Simply amazing. You’ll never look at a KitKat the same way. The only problem is that they’re only available in Japan! And of course to subscribers of TokyoTreat.
So there is everything. What a splendid selection.
I love that they’ve included two different KitKats because they really show off the uniqueness of Japanese candy flavours. The Dagashi bag is very good this month, with three savory snacks (even though I couldn’t eat the Umaibo). Pocky is always welcome, and again demonstrates the huge variety you can’t get anywhere else.
Because so many of these items are exclusive and limited the value is terrific. You could probably poke around various import sites and find some of these things, but when you factor in shipping plus general hassle factor it adds up to an awful lot.
This box always includes a great variation of flavours and textures, and while one more of my items should have been savory (and I love savory stuff) its replacement was the caramel corn and I can’t get enough of that stuff!

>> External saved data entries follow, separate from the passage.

PR #1183, opened 2015-10-21
Selenium IDE - Webdriver Playback - Window per Test Case Fix

fredmon3:
While running a Selenese test suite using Webdriver Playback
(experimental) in the Selenium IDE a browser window per case was opened.
Webdriver Playback now keeps track of the lastSessionId used in the
previous case and continues to use that session for subsequent cases
preventing additional browser windows from opening.

P.S.  I realize this needs a refactor, I'm unsure of the best way to do it however.  My knee jerk reaction is to wrap the entire file in an iife to make the lastSessionId "private", export all of the "public" bits and potentially eliminate self.sessionId.

### DIFF
--- a/ide/main/src/content/webdriver-backed-selenium.js
+++ b/ide/main/src/content/webdriver-backed-selenium.js
@@ -10,6 +10,8 @@ function WebdriverBackedSelenium(baseUrl, webDriverBrowserString) {
   }
 }
 
+var lastSessionId;
+
 WebdriverBackedSelenium.prototype.reset = function() {
   //TODO destroy the current session and establish a new one?
 };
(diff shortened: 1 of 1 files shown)


ddavison:
each test run should ideally be in a new browser, to retain a fresh space for the test to run, unhindered by any potential cookies that may cause intermittent issues.

this code here, appears to open one browser, and reuse the same browser over and over again, with no configuration option *at least*.

samitbadle:
Hi Fred,

Thank you for your contribution. This issue has already been fixed and is undergoing some final testing. I will push the changes this week.

Cheers,
Samit Badle

fredmon3:
Sorry for any duplication of effort and I look forward to making additional contributions.  Thanks Samit!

I like the little phone charm as the extra item; not only is he cute but I’ve been introduced to yet another Japanese character. The packaging of Japanese snacks is so wonderful too, such amazing bright colours and fun illustrations, and it adds an extra dimension to the enjoyment of all the deliciousness!
This is a tip-top box from TokyoTreat. My only problem is stopping myself from eating everything at once!